# Required action
Scan the entries that follow and work out how many lines contain "deprecated". Give the number and nothing else.

# Extracted entries
○ ○ ○ ○ ○ ○ ○

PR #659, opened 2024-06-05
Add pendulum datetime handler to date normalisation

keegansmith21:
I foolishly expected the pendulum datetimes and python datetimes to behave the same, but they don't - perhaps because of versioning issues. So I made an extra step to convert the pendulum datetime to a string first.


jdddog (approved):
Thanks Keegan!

○ ○ ○ ○ ○ ○ ○

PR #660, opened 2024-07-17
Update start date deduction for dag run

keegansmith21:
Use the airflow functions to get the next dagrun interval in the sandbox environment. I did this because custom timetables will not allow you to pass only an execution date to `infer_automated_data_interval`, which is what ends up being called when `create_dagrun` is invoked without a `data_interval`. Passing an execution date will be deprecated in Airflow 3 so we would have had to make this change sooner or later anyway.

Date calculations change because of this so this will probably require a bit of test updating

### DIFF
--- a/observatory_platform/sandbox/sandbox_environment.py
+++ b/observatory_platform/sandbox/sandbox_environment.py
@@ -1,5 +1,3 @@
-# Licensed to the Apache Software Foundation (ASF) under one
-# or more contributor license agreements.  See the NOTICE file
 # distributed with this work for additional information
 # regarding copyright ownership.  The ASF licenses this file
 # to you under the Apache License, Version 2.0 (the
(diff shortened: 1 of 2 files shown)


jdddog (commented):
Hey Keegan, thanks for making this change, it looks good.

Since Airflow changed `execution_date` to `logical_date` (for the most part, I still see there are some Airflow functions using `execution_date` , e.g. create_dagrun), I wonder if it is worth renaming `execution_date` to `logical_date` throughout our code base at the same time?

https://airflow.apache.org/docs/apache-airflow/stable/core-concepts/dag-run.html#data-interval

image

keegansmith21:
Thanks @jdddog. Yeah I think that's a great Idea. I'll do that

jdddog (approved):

○ ○ ○ ○ ○ ○ ○

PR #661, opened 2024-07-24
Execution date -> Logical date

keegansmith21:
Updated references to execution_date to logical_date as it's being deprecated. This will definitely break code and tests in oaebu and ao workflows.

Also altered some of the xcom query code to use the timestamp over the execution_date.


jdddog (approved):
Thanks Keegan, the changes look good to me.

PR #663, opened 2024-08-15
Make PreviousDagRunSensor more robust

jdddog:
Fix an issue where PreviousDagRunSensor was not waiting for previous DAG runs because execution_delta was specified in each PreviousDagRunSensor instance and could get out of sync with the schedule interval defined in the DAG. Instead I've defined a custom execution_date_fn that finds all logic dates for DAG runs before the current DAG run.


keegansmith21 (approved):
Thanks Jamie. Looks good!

○ ○ ○ ○ ○ ○ ○

# Result
2